Read Original Article, Le Monde


A plan of 500 million euros to strengthen the levees in France.
Google English Translation

Four and a half months after the disaster caused by storm Xynthia in the Vendée and Charente-Maritime, the French Government presented Tuesday, July 13, in Council of Ministers, proposals for the development of a “Plan Digues” intended to better respond to flood risk and flooding in France.

Over the period 2011-2016, the State wants to raise about 500 million euros to aid in reinforcement of 1,200 km of sea walls and levees, on a fleet of nearly 9000 km. The plan, whose implementation is planned from 2010, will be in the coming months, an action designed to enrich and to clarify that. It includes such tracks launched at the hearings before the Parliament on the causes of the storm Xynthia.

“The state of protection works, overall concern and the lack of a suitable project management, pose real problems today,” said French Minister of Ecology, Francois Borloo. The system devised by the Department of Ecology take into consideration sea walls and levees along coastlines and rivers, as well as the natural lines of defense such as dunes, lagoons and swamps.

It encompasses not only the upgrading of the park dykes and restructuring of its management, but also reducing the vulnerability of areas at risk and better use of weather forecasting and warnings.

The plan to establish by 2011 a list of high-risk flood areas, identified as priorities, which will trigger the diagnosis and the securing of levees and natural systems involved. However, certain protective structures require urgent action and therefore the initiation of work before the spring tides in August and September. This is the case of dams damaged by the storm Xynthia who are already the subject of work launched in March, which should lead to a consolidation before reliable high tides.

For other works, the identification process is being completed in respect of river levees, and will be completed by the end of 2010. The diagnostic techniques for detecting the most dangerous structures will be established by end-2010 for all works damaged by Xynthia and before the end of 2011 for the entire coastline. This diagnostic work will be done on the sea walls and levees between late 2010 and late 2011.

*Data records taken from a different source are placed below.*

PR #319, opened 2021-04-30
WIP: prototyping input validation

akikoskinen:
Here's the current state with prototyping the GraphQL input validation. This uses [a fork](https://github.com/City-of-Helsinki/graphene-validator/tree/wip-prototyping) of the [graphe-validator](https://github.com/chpmrc/graphene-validator) library.

The four first commits are actually "production quality" and could be merged as such. The actual prototype is in the fifth commit.

The current prototype uses field level validations. Meaning it checks each input field separately. But just before pushing this WIP branch, I figured that perhaps this system could use the Django model's `full_clean` function, which checks the individual fields, and more. I'll keep on prototyping and see if that solution would be leaner.


akikoskinen:
> The current prototype uses field level validations. Meaning it checks each input field separately. But just before pushing this WIP branch, I figured that perhaps this system could use the Django model's `full_clean` function, which checks the individual fields, and more. I'll keep on prototyping and see if that solution would be leaner.

The model level `full_clean` approach didn't bring instant gratification. One big downside that came apparent quickly is that when using the object type class level `validate` function, `graphene-validator`  can't fill in the `path` data (which tells the path to the input field that failed validation) in to the error.

akikoskinen:
This PR is now superseded by #329.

The organization of project management is another issue to be addressed urgently. In France, almost one third of the sea walls has no known owner or is in the hands of local residents or municipalities with insufficient means.

Devices are to be found in order to ensure that sea walls’ maintenance and repairs are completed specifically when faced with owners with reduced technical and financial capabilities, or if they are unknown. A working group of State and local Governments Representatives, is to make proposals on this topic by the end of 2010, including a better definition of the legal framework for community response.

Another element of the Plan: the urbanization of areas at high risk. A greater control of these areas, including the ban on further construction in low-lying areas, is now recommended by the Ecology Minister. In order to manage urbanization, plans to prevent natural hazards (NRPP) will be completed or be reviewed within a maximum period of three years.